Injection water-induced formation damage evaluation is considered critical in a low-permeability (2 md) oil reservoir development because of the potential bridging of narrow pore throats by in-situ scale precipitates. This problem can be mitigated with processed low-salinity water, albeit at significantly high capital expenditure associated with water processing facility that could erode the economic margin of the project. Laboratory fluid compatibility tests and software simulation were therefore conducted to appraise the risk of inorganic scale deposition during water injection in an undeveloped carbonate reservoir with high-salinity formation brine (TDS ~205 g/L).

The laboratory experiments were initially carried out with both synthetic and actual field samples including formation water extracted from pressurized downhole fluid tester.

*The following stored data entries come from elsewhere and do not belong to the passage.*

PR #2326, opened 2020-11-11
Add ability to use `__trunc__` to `int()`

carbotaniuman:


Lib/test/test_fractions.py
```diff
@@ -459,7 +457,6 @@ def testLargeArithmetic(self):
         )
 
     # TODO: RUSTPYTHON
```
coolreader18, line 459:
```suggestion
```

coolreader18 (approved):
LGTM!

PR #2328, opened 2020-11-11
Fix min test case by doing mroe validation

carbotaniuman:


youknowone (approved):
Looks good as it is. How about `max`? If `min` and `max` has same rule for its arguments, can we have shared code for the argument process for the both function?

carbotaniuman:
I refactored both functions into a single one that changes depending on arguments.

vm/src/function.rs
```diff
@@ -196,12 +196,21 @@ impl FuncArgs {
                 T::arity().end(),
                 given_args,
             )))
-        } else if let Some(k) = self.kwargs.keys().next() {
-            Err(vm.new_type_error(format!("Unexpected keyword argument {}", k)))
         } else {
+            if let Some(err) = self.check_kwargs_empty(vm) {
+                return Err(err);
+            }
```
youknowone, line 202: is this moving related to `#![allow(clippy::suspicious_else_formatting)]`?

carbotaniuman:
Previous test failure looked unrelated, retrying now

coolreader18 (approved):
Great work!

PR #2331, opened 2020-11-16
Add iter, iternext slots

coolreader18:


Lib/test/test_types.py
```diff
@@ -1456,6 +1456,7 @@ def foo():
         self.assertIs(foo(), coro)
         self.assertIs(foo().__await__(), coro)
 
+    @unittest.skip("TODO: RUSTPYTHON, unittest.mock")
```
youknowone, line 1459: How did this work before?

youknowone (approved):

Lib/test/test_types.py
coolreader18: I'm not sure, I assume something to do with `mock` being able to easily mock methods, but us not supporting the machinery it uses to mock slots (or something like that).

PR #2333, opened 2020-11-17
Use lz-fear to get streaming decompression for bytecode

coolreader18:


youknowone:
This PR maybe better with explanation why this is better than before.

coolreader18:
Oh, yeah, this really improves startup times from decoding frozen bytecode:
```
Benchmark #1: ./rustpython-norm -c ""
  Time (mean ± σ):      68.8 ms ±  13.8 ms    [User: 61.4 ms, System: 7.0 ms]
  Range (min … max):    50.7 ms …  95.3 ms    31 runs
 
Benchmark #2: ./rustpython-opt -c ""
  Time (mean ± σ):      22.3 ms ±  11.1 ms    [User: 17.2 ms, System: 5.0 ms]
  Range (min … max):    11.0 ms …  44.7 ms    194 runs
 
Summary
  './rustpython-opt -c ""' ran
    3.08 ± 1.65 times faster than './rustpython-norm -c ""'
```

coolreader18:
It does change the bytecode format from `lz4_raw(bincode(codeobject))` to `lz4_framed(bincode(codeobject))`, but I think that should be fine.

youknowone (approved):

PR #2335, opened 2020-11-17
Return same object if exact type in int, float, complex and fix pow

carbotaniuman:


carbotaniuman:
I can't seem to fix the suspicious else formatting thing.

carbotaniuman:
I tried commenting out code and the if statements are just a normal if with linebreaks in between them. I guess I'll just allow the clippy warning.

coolreader18:
@carbotaniuman I took a look at it too, and I think it is a false positive; any way I could get the lint to stop would have changed the logic. I moved it to the specific function that the lint is from, but if this keeps happening it might make sense to put it on the whole crate, since we use rustfmt anyway

coolreader18 (approved):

Coreflood and fluid-fluid compatibility tests were carried out at estimated bottom-hole temperature of 150 °F and pressure of 1,000 psi. Comprehensive mixed-brine simulation software was also used to determine the inorganic scaling tendency expected with the use of seawater, produced water and diluted produced water for the planned injectors.

The study identified an inherently high calcium sulfate risk associated with the planned seawater injection in the new reservoir while the highest combined inorganic scale precipitation was observed at approximately 1:1 ratio for the formation brine-seawater mixture.

This paper discusses the laboratory fluid compatibility experiments and scale prediction analysis for different injection water utilization while providing an insight into the potential impact of scale risks associated with seawater injection in an onshore development reservoir with high divalent-salt content formation brine.